##### MATERIAL SUPPLIED
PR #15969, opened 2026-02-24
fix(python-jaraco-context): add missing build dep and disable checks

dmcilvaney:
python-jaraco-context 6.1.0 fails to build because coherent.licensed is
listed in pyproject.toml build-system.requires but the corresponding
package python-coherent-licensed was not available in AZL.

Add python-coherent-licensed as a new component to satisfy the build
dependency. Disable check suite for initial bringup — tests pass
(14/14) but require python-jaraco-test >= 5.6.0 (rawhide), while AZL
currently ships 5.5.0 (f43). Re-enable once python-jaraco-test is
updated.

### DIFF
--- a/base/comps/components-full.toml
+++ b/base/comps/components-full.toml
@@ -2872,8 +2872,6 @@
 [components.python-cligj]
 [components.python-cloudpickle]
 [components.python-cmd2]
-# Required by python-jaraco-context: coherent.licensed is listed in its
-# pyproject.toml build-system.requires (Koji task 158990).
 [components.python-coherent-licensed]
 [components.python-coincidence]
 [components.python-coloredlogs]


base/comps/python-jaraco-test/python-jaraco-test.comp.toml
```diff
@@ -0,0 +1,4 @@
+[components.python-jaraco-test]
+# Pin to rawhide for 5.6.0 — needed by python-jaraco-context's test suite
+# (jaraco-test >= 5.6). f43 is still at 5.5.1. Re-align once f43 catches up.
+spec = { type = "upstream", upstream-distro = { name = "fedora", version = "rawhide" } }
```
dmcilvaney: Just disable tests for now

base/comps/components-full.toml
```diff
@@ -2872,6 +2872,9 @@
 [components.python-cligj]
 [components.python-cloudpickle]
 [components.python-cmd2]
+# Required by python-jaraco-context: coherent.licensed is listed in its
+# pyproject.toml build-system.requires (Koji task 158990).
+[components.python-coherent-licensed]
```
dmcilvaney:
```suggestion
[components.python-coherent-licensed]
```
##########
##### MATERIAL SUPPLIED
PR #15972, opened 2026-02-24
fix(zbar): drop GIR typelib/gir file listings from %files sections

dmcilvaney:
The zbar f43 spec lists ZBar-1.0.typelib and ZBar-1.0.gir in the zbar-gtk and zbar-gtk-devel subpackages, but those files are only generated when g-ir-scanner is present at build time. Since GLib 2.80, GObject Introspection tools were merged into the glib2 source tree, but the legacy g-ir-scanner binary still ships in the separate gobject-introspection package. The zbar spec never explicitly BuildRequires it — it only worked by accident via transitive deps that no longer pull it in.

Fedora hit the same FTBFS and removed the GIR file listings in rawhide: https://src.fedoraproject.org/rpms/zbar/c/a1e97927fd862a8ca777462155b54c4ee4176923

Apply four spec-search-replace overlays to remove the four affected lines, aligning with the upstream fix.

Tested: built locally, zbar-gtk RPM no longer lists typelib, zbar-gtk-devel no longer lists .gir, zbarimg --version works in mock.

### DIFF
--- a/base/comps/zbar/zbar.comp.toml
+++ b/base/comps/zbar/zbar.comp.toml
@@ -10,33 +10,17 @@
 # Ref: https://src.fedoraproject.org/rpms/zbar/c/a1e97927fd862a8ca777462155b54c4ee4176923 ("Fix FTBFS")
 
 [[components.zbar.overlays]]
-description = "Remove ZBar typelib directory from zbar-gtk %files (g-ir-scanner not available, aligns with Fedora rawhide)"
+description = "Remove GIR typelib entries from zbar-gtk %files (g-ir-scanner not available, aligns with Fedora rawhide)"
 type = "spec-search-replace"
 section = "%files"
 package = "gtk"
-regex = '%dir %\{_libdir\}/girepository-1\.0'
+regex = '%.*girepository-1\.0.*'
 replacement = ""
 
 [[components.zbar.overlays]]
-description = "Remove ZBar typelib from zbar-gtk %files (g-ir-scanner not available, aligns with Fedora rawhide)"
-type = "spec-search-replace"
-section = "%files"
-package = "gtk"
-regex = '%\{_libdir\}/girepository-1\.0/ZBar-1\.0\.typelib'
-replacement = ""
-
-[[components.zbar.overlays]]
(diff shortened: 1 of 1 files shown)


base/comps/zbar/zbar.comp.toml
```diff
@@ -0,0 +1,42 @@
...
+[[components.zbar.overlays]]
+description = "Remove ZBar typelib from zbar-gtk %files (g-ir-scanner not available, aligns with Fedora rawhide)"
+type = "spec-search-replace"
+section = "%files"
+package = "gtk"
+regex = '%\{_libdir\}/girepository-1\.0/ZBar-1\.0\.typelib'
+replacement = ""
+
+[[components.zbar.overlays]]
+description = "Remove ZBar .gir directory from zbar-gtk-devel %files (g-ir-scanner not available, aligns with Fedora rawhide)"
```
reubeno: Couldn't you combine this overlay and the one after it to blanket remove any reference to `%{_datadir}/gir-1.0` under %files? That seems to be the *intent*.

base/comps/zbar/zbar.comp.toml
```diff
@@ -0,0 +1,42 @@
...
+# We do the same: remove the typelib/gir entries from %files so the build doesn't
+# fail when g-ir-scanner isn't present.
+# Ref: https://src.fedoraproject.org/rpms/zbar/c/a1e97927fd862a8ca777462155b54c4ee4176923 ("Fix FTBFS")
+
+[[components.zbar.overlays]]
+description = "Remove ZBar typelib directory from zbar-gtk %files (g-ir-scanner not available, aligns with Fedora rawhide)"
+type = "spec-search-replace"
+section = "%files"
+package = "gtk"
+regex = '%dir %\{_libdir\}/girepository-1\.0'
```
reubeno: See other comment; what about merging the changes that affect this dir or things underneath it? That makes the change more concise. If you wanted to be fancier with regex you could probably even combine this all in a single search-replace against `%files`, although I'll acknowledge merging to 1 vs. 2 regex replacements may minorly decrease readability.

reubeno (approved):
##########
##### MATERIAL SUPPLIED
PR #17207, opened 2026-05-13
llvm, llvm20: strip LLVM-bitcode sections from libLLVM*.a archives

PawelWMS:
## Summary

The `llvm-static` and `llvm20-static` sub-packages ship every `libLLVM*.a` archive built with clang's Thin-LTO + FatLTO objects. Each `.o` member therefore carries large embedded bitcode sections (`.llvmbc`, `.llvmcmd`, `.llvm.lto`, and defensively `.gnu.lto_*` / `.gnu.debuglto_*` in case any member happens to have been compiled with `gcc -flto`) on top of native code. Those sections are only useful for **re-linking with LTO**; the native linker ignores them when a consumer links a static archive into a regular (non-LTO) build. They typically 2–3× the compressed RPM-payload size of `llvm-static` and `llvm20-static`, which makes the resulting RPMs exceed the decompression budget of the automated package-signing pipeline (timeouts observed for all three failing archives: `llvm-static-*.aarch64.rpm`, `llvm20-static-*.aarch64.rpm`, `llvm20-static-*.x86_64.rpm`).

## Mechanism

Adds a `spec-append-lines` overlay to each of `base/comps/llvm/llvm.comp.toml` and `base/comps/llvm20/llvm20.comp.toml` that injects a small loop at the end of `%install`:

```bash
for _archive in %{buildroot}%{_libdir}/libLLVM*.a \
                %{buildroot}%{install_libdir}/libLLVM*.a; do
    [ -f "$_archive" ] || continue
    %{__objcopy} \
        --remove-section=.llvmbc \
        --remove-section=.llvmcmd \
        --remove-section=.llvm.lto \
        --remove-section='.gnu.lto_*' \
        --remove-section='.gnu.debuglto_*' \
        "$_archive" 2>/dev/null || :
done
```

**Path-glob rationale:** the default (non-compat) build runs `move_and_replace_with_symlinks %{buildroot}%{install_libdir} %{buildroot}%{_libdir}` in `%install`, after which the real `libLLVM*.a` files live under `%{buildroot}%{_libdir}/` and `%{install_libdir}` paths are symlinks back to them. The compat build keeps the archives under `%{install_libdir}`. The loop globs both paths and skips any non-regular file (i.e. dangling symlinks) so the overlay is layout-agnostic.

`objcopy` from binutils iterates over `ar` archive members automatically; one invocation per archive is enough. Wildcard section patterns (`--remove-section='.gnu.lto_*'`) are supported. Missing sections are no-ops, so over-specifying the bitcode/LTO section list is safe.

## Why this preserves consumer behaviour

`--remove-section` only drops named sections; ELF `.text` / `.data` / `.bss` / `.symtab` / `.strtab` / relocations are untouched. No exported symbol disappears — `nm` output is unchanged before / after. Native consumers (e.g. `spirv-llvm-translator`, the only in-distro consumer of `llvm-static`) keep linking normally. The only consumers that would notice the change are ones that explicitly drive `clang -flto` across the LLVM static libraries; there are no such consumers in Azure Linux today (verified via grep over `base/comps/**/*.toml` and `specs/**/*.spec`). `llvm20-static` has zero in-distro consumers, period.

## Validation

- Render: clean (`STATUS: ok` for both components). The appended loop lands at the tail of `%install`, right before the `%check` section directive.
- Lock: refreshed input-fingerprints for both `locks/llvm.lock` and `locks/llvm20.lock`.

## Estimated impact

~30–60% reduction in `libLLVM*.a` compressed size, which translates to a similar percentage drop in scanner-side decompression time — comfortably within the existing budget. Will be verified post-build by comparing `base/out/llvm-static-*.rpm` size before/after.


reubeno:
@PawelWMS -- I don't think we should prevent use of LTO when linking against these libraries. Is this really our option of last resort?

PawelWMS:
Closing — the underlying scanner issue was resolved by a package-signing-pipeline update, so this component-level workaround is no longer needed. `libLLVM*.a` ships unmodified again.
##########
- WHAT THE TASK REQUIRES:
Look for the string "once" in the records, and copy every line where it is found.

- RESULT OF THE EXERCISE:
currently ships 5.5.0 (f43). Re-enable once python-jaraco-test is
+# (jaraco-test >= 5.6). f43 is still at 5.5.1. Re-align once f43 catches up.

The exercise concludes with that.